Zitat von: hf4om in 08.07.2026 07:19ist denn schon etwas über das Gesetzgebungsverfahren bekannt oder kommt die Vorlaufzeit von knapp einem Jahr (war ja schon vor den TV-L Verhandlungen als man uns unsere Wertschätzung ausgedrückt hat) zu überraschend, sodass wir wieder mal damit rechnen können, einige Monate später erst unser Geld zu kriegen?

Bitte den Thread lesen.

Dichtgestalt

Zitat von: eVo in 07.07.2026 21:08Wie sich Bayern seine ,,verfassungskonforme" Besoldung schönrechnet

Füracker sagt, die bayerische Besoldung sei verfassungskonform, ,,nach fachlich fundierten Berechnungen auf Basis aller verfügbaren Daten". Man muss die Zahlen aus der Antwort auf die Anfrage Drs. 19/11335 nur mal mit den amtlichen Quellen abgleichen, um zu sehen: ,,alle verfügbaren Daten" heißt hier ,,die, die am besten passen". Drei Punkte.

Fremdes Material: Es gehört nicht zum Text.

PR #1363, opened 2022-09-09
feat: Support for right-to-left languages

JanCizmar:


webapp/src/views/projects/translations/TranslationVisual.tsx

1. Das Median-Einkommen wird kleingerechnet.
Die Antwort setzt für 2025 ein Äquivalenzeinkommen von 2.388,76€ an (S. 4). Woher der Wert kommt, verrät die Regierung selbst (S. 3): Sie nimmt den 2024er-Wert und schreibt ihn ,,mangels verfügbarer statistischer Daten" um 2,94 % fort. 2.320,54 € × 1,0294 = 2.388,76 €. Sauber gerechnet.
Dumm nur: Die Daten sind seit Mai verfügbar. Dieselbe amtliche Statistik weist für Bayern 2025 einen Ist-Wert von 2.420,48 € aus (Mikrozensus 2025, Tabelle A7.1 der Statistischen Ämter). Man rechnet also mit einer Prognose, die 32 € im Monat unter dem echten Wert liegt. Mit dem tatsächlichen Wert läge die Prekaritätsschwelle rund 700 € höher im Jahr — und der stolz verkündete Puffer von ,,fast 3.300 Euro" schrumpft entsprechend.

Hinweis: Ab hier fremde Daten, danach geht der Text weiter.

PR #1365, opened 2022-09-09
feat: account security enhancements

cyyynthia:
This PR features a bunch of enhancements and new features to users account security.
 - Added Two-Factor Authentication support
 - Changing email requires the current password
 - Changing password requires the current password
 - Password change form has been moved to a dedicated "Account Security" section
 - Sessions are invalidated upon changing password or enabling/disabling 2FA
 - LDAP accounts can no longer change their password or their login
 - Accounts created via a third-party login must go through a password reset flow before they can manage their account security settings

Notable internal changes
 - `POST /v2/user` has been deprecated in favor of `PUT /v2/user`
 - The frontend now uses `/v2/user` instead of `/api/user`
 - Added a `PasswordEncoder` bean for use throughout the backend instead of creating a new object each time
 - Maximum password size has been lowered to 50 from 100, to reflect the limitations of the BCrypt password encoder

Might also include random small changes to fix minor issues I've encountered I forgot to list here


webapp/src/views/userSettings/accountSecurity/EnableMfaDialog.tsx
```diff
@@ -0,0 +1,172 @@
...
+            >
+              <TextField
+                inputProps={{
+                  'data-cy': 'mfa-enable-dialog-otp-input',
+                }}
+                name="otp"
+                placeholder="000000"
+                label={t('account-security-mfa-otp-code')}
+              />
+              <TextField
```
stepan662, line 158: Could we maybe switch the order of the inputs? Since you need to be fast to type correct mfa to not to timeout, it's better to insert password first and mfa second.

webapp/src/views/userSettings/accountSecurity/MfaSettings.tsx
```diff
@@ -0,0 +1,84 @@
...
+const StyledEnabled = styled('span')`
+  color: ${({ theme }) => theme.palette.success.main};
+`;
+
+const StyledDisabled = styled('span')`
+  color: ${({ theme }) => theme.palette.error.main};
+`;
+
+const StyledEnabledParam = (value) => <StyledEnabled>{value}</StyledEnabled>;
+const StyledDisabledParam = (value) => <StyledDisabled>{value}</StyledDisabled>;
```
stepan662, line 17: You don't need these, it's possible to do it this way:
```
<T parameters={{ b: <StyledEnabled/> }}>
```
value will be injected as child automatically

webapp/src/views/userSettings/userProfile/UserProfileView.tsx
```diff
@@ -58,37 +63,53 @@ export const UserProfileView: FunctionComponent = () => {
...
+            <TextField
+              variant="standard"
+              name="name"
+              label={<T>User settings - Full name</T>}
+            />
+            <TextField
+              variant="standard"
+              name="email"
+              disabled={isManaged}
+              helperText={isManaged ? t('managed-account-field-hint') : void 0}
```
stepan662, line 80: Why not `: undefined`? This is a bit unusual.

webapp/src/component/security/LoginView.tsx
```diff
@@ -26,16 +33,35 @@ import {
...
+type LoginViewCredentialsProps = {
+  credentialsRef: RefObject<Credentials>;
+  onMfaEnabled: () => void;
+};
+type LoginViewTotpProps = {
+  credentialsRef: RefObject<Credentials>;
+  onMfaCancel: () => void;
+};
+
+export function LoginViewCredentials(props: LoginViewCredentialsProps) {
```
stepan662, line 51: Plz make these separate files, it's easier to understand when it's one file - one component

stepan662 (changes requested):

webapp/src/views/userSettings/userProfile/UserProfileView.tsx
cyyynthia: `void 0` is something I'm used to write as it's shorter, and because of how JavaScript works; tldr it's to avoid shadowing risk and because it skips the lookup step in the V8 engine. That being said, I can write it as `undefined` if it better suits the code style

backend/data/src/main/java/io/tolgee/security/JwtToken.java
```diff
@@ -1,31 +1,37 @@
...
     private final String value;
-    private final Key key;
+
+    private final Jws<Claims> parsed;
 
     public JwtToken(String value, Key key) {
         this.value = value;
-        this.key = key;
+        this.parsed = Jwts.parserBuilder().setSigningKey(key).build().parseClaimsJws(value);
     }
```
JanCizmar, line 19: When I have expired token it throws error 500 now, since the token is validated here, which didn't happen before. Please add some test that expired token throws only 401.

JanCizmar: Maybe it would be better to not parse the key here at all. And let it for the io.tolgee.security.JwtTokenProviderImpl.validateToken

backend/data/src/main/kotlin/io/tolgee/service/MfaService.kt
```diff
@@ -0,0 +1,131 @@
...
+    if (loginRequest.otp.length == 6) {
+      if (!validateTotpCode(user, loginRequest.otp)) {
+        throw AuthenticationException(Message.INVALID_OTP_CODE)
+      }
+    } else {
+      if (!user.mfaRecoveryCodes.contains(loginRequest.otp)) {
+        throw AuthenticationException(Message.INVALID_OTP_CODE)
+      }
+      userAccountService.consumeMfaRecoveryCode(user, loginRequest.otp)
+    }
```
JanCizmar, line 108: This whole logic can be moved to consumeMfaRecovery.

backend/data/src/main/kotlin/io/tolgee/service/UserAccountService.kt
```diff
@@ -202,35 +244,51 @@ class UserAccountService(
...
+    userAccount.password = passwordEncoder.encode(dto.password)
+    return userAccountRepository.save(userAccount)
   }
 
   private fun updateUserEmail(
     userAccount: UserAccount,
     dto: UserUpdateRequestDto
   ) {
     if (userAccount.username != dto.email) {
+      if (!Regex("[^@]+@[^@]+").matches(dto.email)) {
```
JanCizmar, line 287: Maybe we can only make email nullable in the request and when not provided, we can leave it, so we can keep the email check there. This is not a good way how to check e-mail anyway...

backend/data/src/main/kotlin/io/tolgee/service/UserCredentialsService.kt
```diff
@@ -0,0 +1,69 @@
...
+  @set:Autowired
+  lateinit var userAccountService: UserAccountService
+
+  @set:Autowired
+  lateinit var authenticationManager: AuthenticationManager
+
+  fun checkUserCredentials(username: String, password: String): UserAccount {
+    if (configuration.authentication.ldap.enabled) {
+      val details = checkLdapUserCredentials(username, password)
+      return userAccountService.findOptional(details.username).orElseGet {
```
JanCizmar, line 29: The found user should be LDAP user, otherwise this should throw something.

backend/data/src/main/resources/db/changelog/schema.xml
```diff
@@ -2113,4 +2113,31 @@
...
+    </changeSet>
+    <changeSet author="cynthia (generated)" id="1661345119881-1">
+        <addColumn tableName="user_account">
+            <column name="account_type" type="varchar(255)"/>
+        </addColumn>
+    </changeSet>
+    <changeSet author="cynthia" id="1661345119881-2">
+        <sql dbms="postgresql">
+            UPDATE user_account SET account_type = 'LOCAL';
+            UPDATE user_account SET account_type = 'THIRD_PARTY' WHERE password IS NULL;
```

2. Der Krankenkassenbeitrag halbiert sich — je nachdem, was gerade gebraucht wird.
Hier wird's dreist. Für exakt denselben Beamten — A3/Stufe 2, verheiratet, zwei Kinder — setzt die Regierung völlig unterschiedliche KV-Beiträge an:

Aktuelle Anfrage (Drs. 19/11335, S. 4), wo ein hohes Netto den Abstand zur Schwelle vergrößern soll: 4.178,28 €.
Gesetzentwurf 2024/2025 (Drs. 19/1555, S. 50), 7.764,00 €.

Über 3.500 € Unterschied, gleicher Beamtentyp, ein einziger Abzugsposten. Und zufällig immer genau in die Richtung, die man gerade braucht. Ja, es sind zwei verschiedene Prüfmaßstäbe — aber der PKV-Beitrag einer A3-Familie ändert sich nicht dadurch, welchen Verfassungstest man gerade fährt. Welcher Tarif hinter den 4.178 € steckt? Steht nicht drin. Frage 1.3 wollte genau das wissen.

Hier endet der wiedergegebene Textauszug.